* _Task input_:
::::::::::
PR #173, opened 2021-07-01
Orb of Safety excludes more monsters

jruderman:
Based on a report from 'Shield' on Discord, I investigated which monsters can appear in the initial field when using an Orb of Safety.

Changed to exclude on safety:
* Frogs (in Frog Park)
* Ivies, Giant Apes, Eagles (in Lost Mountain, frequently visible from Jungle)
* Red Raiders (in Ruined City)

Unchanged and can still appear on safety:
* Parrots in Caribbean (they can't chase the player into the sea)
* Vine Spirits in Vineyard (they help prevent stalemate)
* Volcanic Wasteland salamanders and Irradiated Field monsters (these lands don't have orbs of safety, but can appear occasionally at the periphery when using safety in another land)
* Reptile floors can still be about to awaken

### DIFF
--- a/landgen.cpp
+++ b/landgen.cpp
@@ -2192,11 +2192,11 @@ EX void giantLandSwitch(cell *c, int d, cell *from) {
     
     case laMountain:
       if(d == 7) {
-        if(hrand_monster(50000) < 100)
+        if(hrand_monster(50000) < 100 && !safety)
           buildIvy(c, 0, 3);
-        else if(hrand_monster(125000) < 100 - celldistAlt(c))
+        else if(hrand_monster(125000) < 100 - celldistAlt(c) && !safety)
           c->monst = moMonkey;
-        else if(hrand_monster(200000) < min(100, -10*celldistAlt(c)) - celldistAlt(c))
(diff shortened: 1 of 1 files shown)


Quuxplusone:
Scope-creep idea: I haven't studied this code, but the commit summary makes it sound as if it's a big pain to decide for each monster whether the Orb should affect it because you're disallowing a monster _only_ if it appears in the same or adjacent lands as an Orb. If there's any change to the set of lands-in-which-Orb-of-Safety-appears, or any change to the possible-adjacencies-between-lands, or any change to the set of monsters-that-can-appear-in-those-lands, then your hard work is invalidated.

What if there were just a master list of "dangerous monsters," and the Orb would prevent dangerous monsters from being placed, period?

To mark a monster as "dangerous," we could use a flag on the monster record itself, or just have a `bool isDangerous(eMonster)` function with a big `switch` in it.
::::::::::
* _Your assignment_: Which lines of the records above contain the word "when"? Report each one in full.

* _Problem solution_:
Based on a report from 'Shield' on Discord, I investigated which monsters can appear in the initial field when using an Orb of Safety.
* Volcanic Wasteland salamanders and Irradiated Field monsters (these lands don't have orbs of safety, but can appear occasionally at the periphery when using safety in another land)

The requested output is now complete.